> [YOUR GOAL]: Below are the entries; give again exactly the lines from the one mentioning "Cover protocol/storage round-tripping, attention-driven" through the one mentioning "Snooze is a", inclusive.

:: DATA FOR THIS EXERCISE ::

PR #2525, opened 2026-07-28
Snooze workspaces into a collapsed sidebar state

### LINKED ISSUE #2524: feat: Add workspace snoozing (inspired by t3code)
## Problem

Active agents can clutter a workspace when they are still useful but do not need attention right now. Closing or archiving them is too destructive, while leaving them visible makes the active tab list noisy.

## Proposed behavior

- Add snooze actions to the agent tab three-dot/context menu on desktop and mobile.
- Offer useful presets plus a custom date/time picker.
- Represent snoozing as first-class persisted status metadata, separate from the agent lifecycle status.
- Hide snoozed agents until their wake time.
- Wake a snoozed agent early if it requests attention or a permission.
- Allow the client to clear the snooze explicitly.

## QA expectations

Cover protocol/storage round-tripping, attention-driven wake-up, scheduled visibility changes, desktop context-menu behavior, and the responsive mobile ellipsis flow.

colonelpanic8:
Closes #2524

## Problem

A workspace can be in a perfectly fine state that you simply do not want to look at right now — a review you will get to tomorrow, a long-running experiment, a branch you are parking until Monday. Archiving it is too destructive and it is not "done", so it keeps sitting in the sidebar competing for attention with work that actually needs you.

## What changed

Snooze is a **workspace-level state**, not an agent-level one, and it moves a workspace into a new sidebar state rather than hiding anything.

- Snooze presets (1 hour / this evening / tomorrow / next week) and a custom date-time option in the **sidebar workspace row menu**, in both project- and status-grouped modes. Snoozed workspaces get a Wake action.
- Custom snooze uses platform-native controls: `datetime-local` on web, compact iOS controls, and Android's system date/time dialogs.
- New **Snoozed** group in status-grouped mode, rendered below Done with a blue moon icon, **collapsed by default**, sorted soonest-wake-first. Snoozed rows carry no status dot.
- Snooze state is persisted workspace metadata (`snoozeStatus: { snoozedAt, snoozedUntil }`), stored and updated the same way workspace pinning is, over a new `workspace.snooze.set` RPC.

:::

> [RESPONSE AREA]:
Cover protocol/storage round-tripping, attention-driven wake-up, scheduled visibility changes, desktop context-menu behavior, and the responsive mobile ellipsis flow.

colonelpanic8:
Closes #2524

## Problem

A workspace can be in a perfectly fine state that you simply do not want to look at right now — a review you will get to tomorrow, a long-running experiment, a branch you are parking until Monday. Archiving it is too destructive and it is not "done", so it keeps sitting in the sidebar competing for attention with work that actually needs you.

## What changed

Snooze is a **workspace-level state**, not an agent-level one, and it moves a workspace into a new sidebar state rather than hiding anything.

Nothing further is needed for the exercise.